Records from a collection:
###

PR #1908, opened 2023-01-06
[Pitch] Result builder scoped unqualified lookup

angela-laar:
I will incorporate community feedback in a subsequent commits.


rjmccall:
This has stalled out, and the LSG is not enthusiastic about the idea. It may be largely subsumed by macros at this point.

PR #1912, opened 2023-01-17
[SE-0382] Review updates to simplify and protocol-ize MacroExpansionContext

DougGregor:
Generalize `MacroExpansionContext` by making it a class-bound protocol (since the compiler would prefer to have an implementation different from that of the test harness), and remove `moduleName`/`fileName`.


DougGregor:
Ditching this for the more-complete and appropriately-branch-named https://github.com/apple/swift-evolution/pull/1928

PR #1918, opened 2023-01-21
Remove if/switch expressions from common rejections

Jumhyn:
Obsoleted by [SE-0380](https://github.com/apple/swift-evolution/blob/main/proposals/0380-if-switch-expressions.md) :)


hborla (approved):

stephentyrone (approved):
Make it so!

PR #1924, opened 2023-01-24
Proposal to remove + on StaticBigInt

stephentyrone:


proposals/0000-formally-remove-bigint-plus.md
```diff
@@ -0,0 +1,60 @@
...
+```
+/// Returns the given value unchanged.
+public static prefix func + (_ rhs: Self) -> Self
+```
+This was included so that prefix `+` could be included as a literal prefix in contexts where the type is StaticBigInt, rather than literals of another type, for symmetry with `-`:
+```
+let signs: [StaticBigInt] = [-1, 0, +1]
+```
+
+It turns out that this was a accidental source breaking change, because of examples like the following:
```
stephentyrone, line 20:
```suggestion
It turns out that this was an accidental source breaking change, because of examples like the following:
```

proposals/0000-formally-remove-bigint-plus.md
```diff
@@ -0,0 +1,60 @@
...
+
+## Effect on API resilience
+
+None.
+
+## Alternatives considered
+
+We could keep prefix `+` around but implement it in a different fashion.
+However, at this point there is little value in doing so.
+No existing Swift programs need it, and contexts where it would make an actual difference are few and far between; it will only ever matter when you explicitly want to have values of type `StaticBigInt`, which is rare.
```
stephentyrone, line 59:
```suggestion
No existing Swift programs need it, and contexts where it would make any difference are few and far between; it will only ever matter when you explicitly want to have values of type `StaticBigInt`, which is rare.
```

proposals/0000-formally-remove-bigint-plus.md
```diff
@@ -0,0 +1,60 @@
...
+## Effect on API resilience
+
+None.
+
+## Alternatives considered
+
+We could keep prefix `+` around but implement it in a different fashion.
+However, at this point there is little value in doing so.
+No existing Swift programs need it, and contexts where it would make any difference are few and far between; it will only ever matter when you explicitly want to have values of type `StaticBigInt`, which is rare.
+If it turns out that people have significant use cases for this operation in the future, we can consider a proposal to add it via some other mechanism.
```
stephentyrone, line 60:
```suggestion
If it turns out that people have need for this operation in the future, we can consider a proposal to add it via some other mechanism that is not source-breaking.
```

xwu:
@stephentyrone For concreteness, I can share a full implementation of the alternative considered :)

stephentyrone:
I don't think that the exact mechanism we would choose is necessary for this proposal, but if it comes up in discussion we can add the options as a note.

###

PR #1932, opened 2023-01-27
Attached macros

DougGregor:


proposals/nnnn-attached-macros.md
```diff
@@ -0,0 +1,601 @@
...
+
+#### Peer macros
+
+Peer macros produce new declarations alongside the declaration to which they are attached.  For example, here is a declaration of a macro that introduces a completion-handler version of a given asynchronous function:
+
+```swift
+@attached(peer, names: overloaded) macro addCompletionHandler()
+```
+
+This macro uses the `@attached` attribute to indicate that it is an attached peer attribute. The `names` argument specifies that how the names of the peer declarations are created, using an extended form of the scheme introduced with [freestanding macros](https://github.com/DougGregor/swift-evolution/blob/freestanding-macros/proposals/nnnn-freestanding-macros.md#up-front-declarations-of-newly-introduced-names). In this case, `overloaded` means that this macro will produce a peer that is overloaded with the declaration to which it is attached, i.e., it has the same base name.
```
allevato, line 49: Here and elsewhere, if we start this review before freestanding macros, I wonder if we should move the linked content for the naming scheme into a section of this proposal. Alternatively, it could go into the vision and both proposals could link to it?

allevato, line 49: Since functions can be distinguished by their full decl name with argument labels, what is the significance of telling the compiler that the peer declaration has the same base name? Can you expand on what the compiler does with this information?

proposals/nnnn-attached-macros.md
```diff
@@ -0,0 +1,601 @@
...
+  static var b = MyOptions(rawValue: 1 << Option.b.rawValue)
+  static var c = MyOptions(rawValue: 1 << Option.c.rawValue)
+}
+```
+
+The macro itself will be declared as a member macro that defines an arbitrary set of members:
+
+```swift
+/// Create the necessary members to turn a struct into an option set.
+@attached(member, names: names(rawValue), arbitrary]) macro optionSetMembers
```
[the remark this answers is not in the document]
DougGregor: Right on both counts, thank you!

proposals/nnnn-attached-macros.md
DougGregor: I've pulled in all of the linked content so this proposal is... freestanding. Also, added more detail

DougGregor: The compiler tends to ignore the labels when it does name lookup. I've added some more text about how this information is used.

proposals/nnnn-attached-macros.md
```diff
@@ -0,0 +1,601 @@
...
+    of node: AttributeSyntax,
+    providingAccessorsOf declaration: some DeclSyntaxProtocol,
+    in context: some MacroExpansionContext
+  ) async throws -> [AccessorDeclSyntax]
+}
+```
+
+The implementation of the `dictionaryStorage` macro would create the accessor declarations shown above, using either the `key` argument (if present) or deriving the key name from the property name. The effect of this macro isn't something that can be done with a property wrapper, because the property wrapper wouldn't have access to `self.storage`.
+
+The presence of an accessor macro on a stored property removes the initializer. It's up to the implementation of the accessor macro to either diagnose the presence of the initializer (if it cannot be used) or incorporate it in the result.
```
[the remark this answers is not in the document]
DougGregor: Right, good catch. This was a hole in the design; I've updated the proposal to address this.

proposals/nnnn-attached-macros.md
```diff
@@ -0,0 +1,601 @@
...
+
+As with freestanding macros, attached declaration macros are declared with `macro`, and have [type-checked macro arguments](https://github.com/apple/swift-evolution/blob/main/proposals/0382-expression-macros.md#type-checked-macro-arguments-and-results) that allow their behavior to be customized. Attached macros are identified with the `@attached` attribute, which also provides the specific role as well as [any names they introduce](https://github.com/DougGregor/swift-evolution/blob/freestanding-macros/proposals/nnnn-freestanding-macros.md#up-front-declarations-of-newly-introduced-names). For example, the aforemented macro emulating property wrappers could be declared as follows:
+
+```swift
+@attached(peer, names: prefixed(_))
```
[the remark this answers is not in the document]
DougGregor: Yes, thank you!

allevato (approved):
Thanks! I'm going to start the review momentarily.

###

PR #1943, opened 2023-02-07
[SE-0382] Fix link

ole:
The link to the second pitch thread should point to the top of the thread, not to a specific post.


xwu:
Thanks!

###

## Task requirements
Copy out all lines above that include the string "added".

## Solution to this task
DougGregor: I've pulled in all of the linked content so this proposal is... freestanding. Also, added more detail
DougGregor: The compiler tends to ignore the labels when it does name lookup. I've added some more text about how this information is used.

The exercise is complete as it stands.